PR #2892, opened 2025-04-15
Feat: Add clipboard copy action

### LINKED ISSUE #2886: [FEATURE] Copy action
**What?**
Ability to copy to clipboard from an action (click) 
Would need to pass in the variable to copy 

**Why?**
needed for https://github.com/ParentingForLifelongHealth/plh-facilitator-app-ph-content/issues/27

**How?**
click | copy | text: @local.share_message

**Other details**
This will be used instead of share as certain platforms do not allow editing the message. Therefore, users will copy the message instead. 

We need to think how this would work if the message contains an image as well i.e. click | copy | text: @local.share_message, file: @local.asset

markharmon:
PR Checklist

## Description

Adds the 'copy' action which has parameter 'text'

`click | copy | text: @local.text_value`

## Git Issues

Closes #2886

## Screenshots/Videos

Template: [feature_action_copy](https://docs.google.com/spreadsheets/d/1rFMgk8YGFMG_bN8WKY_4Yg1KWXaQn4FtohtWbsrIZe4/edit?gid=2063929093#gid=2063929093)


markharmon:
I think if we extend support to something like `click | paste` then we could register an additional action 'paste' in the ClipboardService.

markharmon:
I think this could possibly be extended in future to support:

`click | copy | text: @local.text_value, image:@local.image_value `

This function would likely be android specific though using @capacitor/clipboard label option:

image

jfmcquade (approved):
Looks good, nice clean logic. 

As discussed, it's not clear how passing the other data types to the [Capacitor Clipboard API](https://capacitorjs.com/docs/apis/clipboard#writeoptions) is supposed to work – it's implicit that multiple data types could be passed at once but I'm not sure how this is handled in practice. It may be that the behaviour is platform specific, as is the case for the share functionality introduced in #2768. I'd be happy to get this PR merged first and address any further functionality in a follow-up if required.

chrismclarke (approved):
Code all looks nice and clean to me. 

There might be an authoring decision about whether better to namespace as `clipboard copy` or `clipboard_copy` instead of just `copy`. I can't really think of other actions that would want to use copy/paste keywords beyond the clipboard, just more whether we want to make more effort to namespace actions or not (and the likelihood of doing anything else with the clipboard API... guessing paste isn't really an action to trigger from a button rather something a user would just do themselves)

I'll tag @esmeetewinkel to review also in case any strong feelings either way, but otherwise I'd say good to go

esmeetewinkel (approved):
Functional test passed. Happy with proposed syntax

PR #122, opened 2026-01-19
Feature: Use a function to set `Parameter` and `Variable` values in a single region

lamoreel:
This PR answers to the request in issue #117 (complementary to PR #121), allowing for the use of functions to set static values in `Parameter` and `Variable` regions.

### DIFF
--- a/mumaxplus/variable.py
+++ b/mumaxplus/variable.py
@@ -21,6 +21,10 @@ class Variable(FieldQuantity):
             Or the new value can be set cell by cell with an ndarray with the same
             shape as this variable, or with a function which returns the cell value
             as a function of the position.
+
+        See Also
+        --------
+        :func:`set_in_region`
         """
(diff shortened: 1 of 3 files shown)


mumaxplus/variable.py
ilateur, line 1: It's a bit sad to copy the code for Parameter and Variable, but I suppose it does not really fit with the parent class FieldQuantity?

test/test_set_in_region.py
ilateur, line 1: clean

ilateur (approved):

mumaxplus/variable.py
lamoreel: Not really, since `FieldQuantity` is the abstract base class (and doesn't even have a setter).

DiegoDeGusem (approved):

JonathanMaes (approved):

PR #133, opened 2026-03-24
Add Line and Line2D shapes

ilateur:
This mirrors the recent [pull request of mumax3](https://github.com/mumax/3/pull/383), except `diam=0` is not allowed, as `shape.py` has no concept of grids and cellsizes (and it is cleaner that way anyway).

image


JonathanMaes (approved):
Even with some optimizations that I forgot to put into the mumax3 version :O

This must be that infamous "plus" mindset.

WORK REQUEST:
Copy out each line of the listing that contains the word "good".

ANSWER BOX:
Looks good, nice clean logic. 
I'll tag @esmeetewinkel to review also in case any strong feelings either way, but otherwise I'd say good to go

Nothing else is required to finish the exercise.